Friday, March 29, 2024

FG to end petrol subsidy by June 2022

Uba Group

BY KENNETH EZE

Going by the 2022 budgetary provisions, the much talked about petrol subsidy would end June, next year.

The Minister of Finance, Budget and National Planning, Zainab Ahmed, on Monday at a panel session during the 27th National Economic Summit, revealed that the Federal Government made provision for petrol subsidy covering the first six months of next year.

She said, “In our 2022 budget, we only factored in subsidy for the first half of the year; the second half of the year, we are looking at complete deregulation of the sector, saving foreign exchange and potentially earning more from the oil and gas industry.”
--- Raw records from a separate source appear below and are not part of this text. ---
PR #697, opened 2022-04-20
Video Toggle: Fix video display

MiepHD:
Changed margin-left to 25% to display it in the middle on top of the video.
Hide video toggle from youtube music.

### DIFF
--- a/plugins/video-toggle/button-switcher.css
+++ b/plugins/video-toggle/button-switcher.css
@@ -1,7 +1,6 @@
 #main-panel.ytmusic-player-page {
     align-items: unset !important;
 }
-
 .video-switch-button {
     z-index: 999;
     box-sizing: border-box;
@@ -77,4 +76,4 @@
 }
 #av-id {
 	display: none;
-}
+} 
--- a/plugins/video-toggle/button-switcher.css
+++ b/plugins/video-toggle/button-switcher.css
@@ -7,7 +7,7 @@
     box-sizing: border-box;
     padding: 0;
     margin-top: 20px;
-    margin-left: 10px;
+    margin-left: 25%;
     background: rgba(33, 33, 33, 0.4);
     border-radius: 30px;
     overflow: hidden;
@@ -74,4 +74,7 @@
     border-radius: 30px;
     transform: translateX(0);
     transition: transform 300ms;
+}
+#av-id {
+	display: none;
 }
--- a/plugins/video-toggle/button-switcher.css
+++ b/plugins/video-toggle/button-switcher.css
@@ -6,7 +6,7 @@
     box-sizing: border-box;
     padding: 0;
     margin-top: 20px;
-    margin-left: 25%;
+    margin-left: 10px;
     background: rgba(33, 33, 33, 0.4);
     border-radius: 30px;
     overflow: hidden;
--- a/plugins/video-toggle/front.js
+++ b/plugins/video-toggle/front.js
@@ -50,6 +50,9 @@ function changeDisplay(showVideo) {
     player.setAttribute('playback-mode', showVideo ? 'OMV_PREFERRED' : 'ATV_PREFERRED');
     $('#song-video.ytmusic-player').style.display = showVideo ? 'block' : 'none';
 	$('#song-image').style.display = showVideo ? 'none' : 'block';
+    if (showVideo && !video.style.top) {
+        video.style.top = `${(player.clientHeight - video.clientHeight) / 2}px`;
+    }
     moveVolumeHud(showVideo);
 }
 
--- a/plugins/video-toggle/front.js
+++ b/plugins/video-toggle/front.js
@@ -25,8 +25,6 @@ function setup(e) {
 
     $('ytmusic-player-page').prepend(switchButtonDiv);
 
-    $('#song-image.ytmusic-player').style.display = "block";
-
     if (options.hideVideo) {
         $('.video-switch-button-checkbox').checked = false;
         changeDisplay(false);
@@ -50,7 +48,8 @@ function setup(e) {
 function changeDisplay(showVideo) {
     player.style.margin = showVideo ? '' : 'auto 0px';
     player.setAttribute('playback-mode', showVideo ? 'OMV_PREFERRED' : 'ATV_PREFERRED');
-    $('#song-video.ytmusic-player').style.display = showVideo ? 'unset' : 'none';
+    $('#song-video.ytmusic-player').style.display = showVideo ? 'block' : 'none';
+	$('#song-image').style.display = showVideo ? 'none' : 'block';
     if (showVideo && !video.style.top) {
         video.style.top = `${(player.clientHeight - video.clientHeight) / 2}px`;
     }
--- a/plugins/video-toggle/front.js
+++ b/plugins/video-toggle/front.js
@@ -50,9 +50,6 @@ function changeDisplay(showVideo) {
     player.setAttribute('playback-mode', showVideo ? 'OMV_PREFERRED' : 'ATV_PREFERRED');
     $('#song-video.ytmusic-player').style.display = showVideo ? 'block' : 'none';
 	$('#song-image').style.display = showVideo ? 'none' : 'block';
-    if (showVideo && !video.style.top) {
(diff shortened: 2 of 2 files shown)


Araxeus:
25% isn't always the middle of the video, it depends on the window size

Here's a better way to center it:
in front.js:
```diff
- $('ytmusic-player-page').prepend(switchButtonDiv);
+ $('#main-panel').prepend(switchButtonDiv);
```
in button-switcher.css:
```diff
#main-panel {
    align-items: unset !important;
+   justify-content: center;
}
...
- margin-left: 25%;
```

MiepHD:
> also maybe I ask why would you want to use the video-toggle plugin if you already have a premium account and access to the native feature?
> is this plugin better than the native feature somehow?
The button is also displayed when you don't have youtube premium

Araxeus:
> The button is also displayed when you don't have youtube premium

That's weird... I've personally never seen this button 🤔

MiepHD:
I'm not sure if I did something wrong but when trying your way it gets like this.
image

MiepHD:
I'm not sure if I did something wrong but when trying your way it gets like this.
image

Araxeus:
hard to know what you did wrong when I can't see your code 😅 
is the video-toggle div inside `#main-panel` and
```css
#main-panel {
    align-items: unset !important;
    justify-content: center;
}
```
?
btw margin-top should also probably be removed at this point

MiepHD:
bug
For me, it somehow aligns on the wrong angle.

Araxeus:
Ok so I figured out what's happening here:

I don't have the `has-av-switcher` so my flex-direction is `row`
image
You do have the `av-switcher` (not sure why you do have it and I don't...)  so your flex-direction is `column`
image

can be probably fixed by adding to button-switcher.css:
```diff
#main-panel  {
+  flex-direction: row !important;
}
```

Araxeus:
your latest commit https://github.com/th-ch/youtube-music/pull/697/commits/f1cf94d8fa01de4ebf790e360d4e3bc487c3ba9a
breaks a fix that was made, why did you do it?

its a fix for a bug that is easy to reproduce:
change to song mode and restart the app, then change to video mode - the position of the video player is not correct

also did you look at what wrote in my previous comment? does it work for you?

MiepHD:
> this can probably be fixed by adding to button-switcher.css:

#main-panel  {
+  flex-direction: row !important;
}

if I add this the button is displayed like it's supposed to but I can't see the video.

Araxeus:
> bug For me, it somehow aligns on the wrong angle.

ok then instead of that, try adding the following in front.js
```js
$('ytmusic-player-page').removeAttribute('has-av-switcher');
```

note: I'm not sure if this attribute is dynamically updated - if it works try navigating/refreshing the page and see if breaks
(might have to add a mutationObserver)

MiepHD:
> your latest commit https://github.com/th-ch/youtube-music/commit/f1cf94d8fa01de4ebf790e360d4e3bc487c3ba9a
> breaks a fix that was made, why did you do it?
> 
> its a fix for a bug that is easy to reproduce:
> change to song mode -> restart the app -> change to video mode -> the position of the video player is not correct

I thought that this is no longer needed since it was displayed correctly. I added that the #song-image is hidden when changing to the video and is displayed again when changing to the image. Because there's no longer the #song-image in the div the size of the video is correctly displayed and don't has to be changed.
The bug is generated because  $('#song-image.ytmusic-player').style.display = "block"; set the son-image to block everytime you start the app. Then the video isn't displayed correctly because the video is together in the div with the image.

Araxeus:
> > your latest commit [f1cf94d](https://github.com/th-ch/youtube-music/commit/f1cf94d8fa01de4ebf790e360d4e3bc487c3ba9a)
> > breaks a fix that was made, why did you do it?
> > its a fix for a bug that is easy to reproduce:
> > change to song mode -> restart the app -> change to video mode -> the position of the video player is not correct
> 
> I thought that this is no longer needed since it was displayed correctly. I added that the #song-image is hidden when changing to the video and is displayed again when changing to the image. Because there's no longer the #song-image in the div the size of the video is correctly displayed and don't has to be changed. The bug is generated because $('#song-image.ytmusic-player').style.display = "block"; set the song-image to block everytime you start the app. Then the video isn't displayed correctly because the video is together in the div with the image.
> 
> (I also tested it in my version and couldn't reproduce this bug)

I wrote this after testing your changes and experiencing the bug myself, tho now after further testing it seems to happen only when the devtools is open inside the window
image

> I thought that this is no longer needed

so the only reason you removed it was because it wasn't needed, not because it broke something right?
if so then maybe just put it back in since it does fix some edge case?
if it does break something then I'm fine with removing it since it only affect an edge case

MiepHD:
I added it back in

MiepHD:
Now only the black bars are removed, so the video is displayed normally because the image gets hidden correctly.
And you can't see the original toggle anymore.

Araxeus:
Actually, it wasn't even about the devtools, it just made it more pronounceable (bigger height difference) but the bug occurred even with devtools off.
so good thing you added that back in

did you try the solution I wrote in https://github.com/th-ch/youtube-music/pull/697#issuecomment-1103920990 ?
if it works for you then please change in CSS:
```diff
.video-switch-button {
-  margin-top: 20px;
+  top: 20px;
}
```

MiepHD:
> did you try the solution I wrote in https://github.com/th-ch/youtube-music/pull/697#issuecomment-1103920990 ?

Yes I did, didn't work

Araxeus:
> Yes I did, didn't work

Why didn't it work? pretty sure its related to that attribute, is it still not showing the video?
if so can you check if both `$('ytmusic-player-page')` and `$('ytmusic-player')` indeed don't have the attribute?

I was really sure that its related to the inline CSS related to that attribute..
```css
ytmusic-player[video-mode_]:not([has-av-switcher]) #song-image.ytmusic-player,ytmusic-player:not([video-mode_]):not([has-av-switcher]) #song-video.ytmusic-player,ytmusic-player:not([playable_]) #song-image.ytmusic-player,ytmusic-player:not([playable_]) #song-video.ytmusic-player,ytmusic-player:not([playable_]) .song-media-controls.ytmusic-player {
  display: none;
}

ytmusic-player[has-av-switcher][playback-mode=OMV_PREFERRED] #song-image.ytmusic-player,ytmusic-player[has-av-switcher][playback-mode=ATV_PREFERRED] #song-video.ytmusic-player {
  display: none;
}

ytmusic-player-page:not([has-av-switcher]) #main-panel.ytmusic-player-page {
  flex-direction: row;align-items: center;
}

ytmusic-player-page:not([has-av-switcher]) .av.ytmusic-player-page {
  display: none;
}

ytmusic-player-page[has-av-switcher]:not([player-fullscreened_]) #player.ytmusic-player-page {
  max-height: calc(56.25vw - (var(--ytmusic-player-page-vertical-padding) + 32));
}

ytmusic-player-page[has-av-switcher] #player.ytmusic-player-page {
  flex: none;margin: auto 0;
}
```

Araxeus:
Aaaaand I just realized that THE WHOLE PLUGIN CAN BE REPLACED WITH 2 LINES
```js
$('ytmusic-player-page').setAttribute('has-av-switcher');
$('ytmusic-player').setAttribute('has-av-switcher');
```

and that's it. done, video toggle enabled...

Araxeus:
There isn't any reason not to use this instead of the current video-toggle plugin right?

kinda feels bad for all the hours I invested in this plugin, but why use a special plugin when the native implementation can be enabled?

MiepHD:
> There isn't any reason not to use this instead of the current video-toggle plugin right?

> kinda feels bad for all the hours I invested in this plugin, but why use a special plugin when the native implementation can be enabled?

For me, only the plugin works. The native implementation is displayed but you can't actually do anything. It just chooses the video if available if not it shows the picture.

Araxeus:
> For me, only the plugin works. The native implementation is displayed but you can't actually do anything. It just chooses the video if available if not it shows the picture.

Thanks for your input !

Because of it, I've decided against deleting the video-toggle plugin

#700 adds a mode selection to video-toggle plugin and also uses the fixes you added here (thanks for that too 🙂)

Issue #692, opened 2022-04-16
Video Toggle Issue


thijsi123:
The Video Toggle plugin interferes with the new feature baked into youtube music to toggle video or song only.
![image](https://user-images.githubusercontent.com/64159148/163676632-952ab4bb-624c-440c-b341-7aefa715355f.png)
Edit: The feature from youtube music itself doesn't work when the video toggle is enabled or disabled, So I have to use the video toggle plugin, which causes the video to be lowered.

Araxeus:
From what I understand this native feature is only available to Premium users.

Also during the session, the World Bank’s Country Director for Nigeria, Shubham Chaudhuri, expressed concern that Nigeria would be spending up to N2.9trillion this year on petroleum subsidy, while essential areas of the economy like primary healthcare, basic education and rural roads were left unattended to.

“This year, Nigeria is on track to spend N2.9trillion on PMS subsidy, which is more than it spends on health,” Chaudhuri said.

He used the image of a malnourished individual needing urgent treatment to buttress Nigeria’s case, and maintained that critical decisions needed to be made for the country to realise its potential.

“I think the urgency of doing something now is because the time is going in terms of retaining the hope of young Nigerians in the future and potential of Nigeria.

“The kinds of things that could be done right away – the petrol subsidy; yes, I hear that six months from now, perhaps with the Petroleum Industry Act coming into effect, this will go away.

“But the fact is can Nigeria even afford to wait for those six months? And there is a choice: N3tillion to PMS subsidy which is depriving states of much-needed revenues to invest in basic services.”

The Chairman, Presidential Economic Advisory Council, Prof. Doyin Salami, said he had argued for a long time that subsidy really needed to go.

He said, “With the PIA, essentially, it makes illegal petrol subsidy and yes, there is a period where NNPC and the new regulatory agencies must calibrate themselves, but at the end of this period – and I think it is about six months, which explains why the minister has said for the first half of the year – there is provision.

“My view will be, if we could get it done sooner than that, it will be excellent. It releases money. The key point is simply this: we are now at the tail end of that conversation, except if we choose not to obey the law. My sense is, we will obey the law and subsidy will be gone.”